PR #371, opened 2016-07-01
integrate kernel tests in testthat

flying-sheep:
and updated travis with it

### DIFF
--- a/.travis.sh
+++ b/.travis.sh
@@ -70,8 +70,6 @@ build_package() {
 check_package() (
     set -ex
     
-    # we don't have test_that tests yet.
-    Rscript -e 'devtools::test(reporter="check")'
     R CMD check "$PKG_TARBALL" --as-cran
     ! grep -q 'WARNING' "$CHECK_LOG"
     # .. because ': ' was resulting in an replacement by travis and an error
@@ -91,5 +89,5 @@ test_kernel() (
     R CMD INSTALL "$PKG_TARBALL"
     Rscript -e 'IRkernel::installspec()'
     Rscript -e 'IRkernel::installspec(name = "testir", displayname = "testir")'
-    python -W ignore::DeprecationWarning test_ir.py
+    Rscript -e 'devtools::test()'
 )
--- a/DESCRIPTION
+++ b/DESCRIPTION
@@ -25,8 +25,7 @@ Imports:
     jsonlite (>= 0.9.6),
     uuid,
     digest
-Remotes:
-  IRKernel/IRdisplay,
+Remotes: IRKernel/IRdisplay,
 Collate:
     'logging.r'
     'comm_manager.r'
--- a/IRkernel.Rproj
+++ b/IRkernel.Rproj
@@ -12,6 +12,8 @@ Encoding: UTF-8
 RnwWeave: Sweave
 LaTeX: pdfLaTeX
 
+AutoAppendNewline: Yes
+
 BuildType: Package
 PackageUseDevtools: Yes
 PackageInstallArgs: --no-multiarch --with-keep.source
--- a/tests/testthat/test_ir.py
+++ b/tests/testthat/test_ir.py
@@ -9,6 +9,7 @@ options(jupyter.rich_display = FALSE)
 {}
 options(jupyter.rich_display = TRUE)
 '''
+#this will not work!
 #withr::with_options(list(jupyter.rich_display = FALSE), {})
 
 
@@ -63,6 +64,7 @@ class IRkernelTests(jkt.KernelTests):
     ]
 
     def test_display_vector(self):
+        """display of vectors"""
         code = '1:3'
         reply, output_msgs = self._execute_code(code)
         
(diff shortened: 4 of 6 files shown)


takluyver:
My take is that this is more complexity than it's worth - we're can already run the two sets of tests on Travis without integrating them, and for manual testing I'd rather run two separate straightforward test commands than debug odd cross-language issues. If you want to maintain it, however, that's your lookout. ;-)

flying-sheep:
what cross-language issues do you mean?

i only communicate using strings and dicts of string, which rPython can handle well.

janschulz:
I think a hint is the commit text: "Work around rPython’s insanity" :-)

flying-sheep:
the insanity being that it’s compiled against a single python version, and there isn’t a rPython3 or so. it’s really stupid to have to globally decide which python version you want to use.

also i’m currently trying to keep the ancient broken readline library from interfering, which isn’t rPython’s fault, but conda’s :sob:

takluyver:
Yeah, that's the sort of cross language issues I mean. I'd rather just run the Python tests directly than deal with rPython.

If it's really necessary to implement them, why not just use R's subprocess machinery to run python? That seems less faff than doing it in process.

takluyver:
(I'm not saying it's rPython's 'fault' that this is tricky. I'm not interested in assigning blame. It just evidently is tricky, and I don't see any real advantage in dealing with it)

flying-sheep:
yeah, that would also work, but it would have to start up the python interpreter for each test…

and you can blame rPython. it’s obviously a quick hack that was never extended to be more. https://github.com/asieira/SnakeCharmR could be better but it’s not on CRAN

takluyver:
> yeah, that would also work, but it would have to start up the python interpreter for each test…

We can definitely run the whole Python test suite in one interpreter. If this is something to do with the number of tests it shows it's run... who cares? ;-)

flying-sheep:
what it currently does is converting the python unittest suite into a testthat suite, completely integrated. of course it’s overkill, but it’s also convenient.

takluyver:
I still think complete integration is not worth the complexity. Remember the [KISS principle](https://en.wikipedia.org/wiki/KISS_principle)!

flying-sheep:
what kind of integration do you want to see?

◆ ◆ ◆ ◆ ◆

_AIM OF THE TASK_
Scan the listing and copy every line where the string "keep" shows up.

_WRITTEN SOLUTION_
 PackageInstallArgs: --no-multiarch --with-keep.source
also i’m currently trying to keep the ancient broken readline library from interfering, which isn’t rPython’s fault, but conda’s :sob:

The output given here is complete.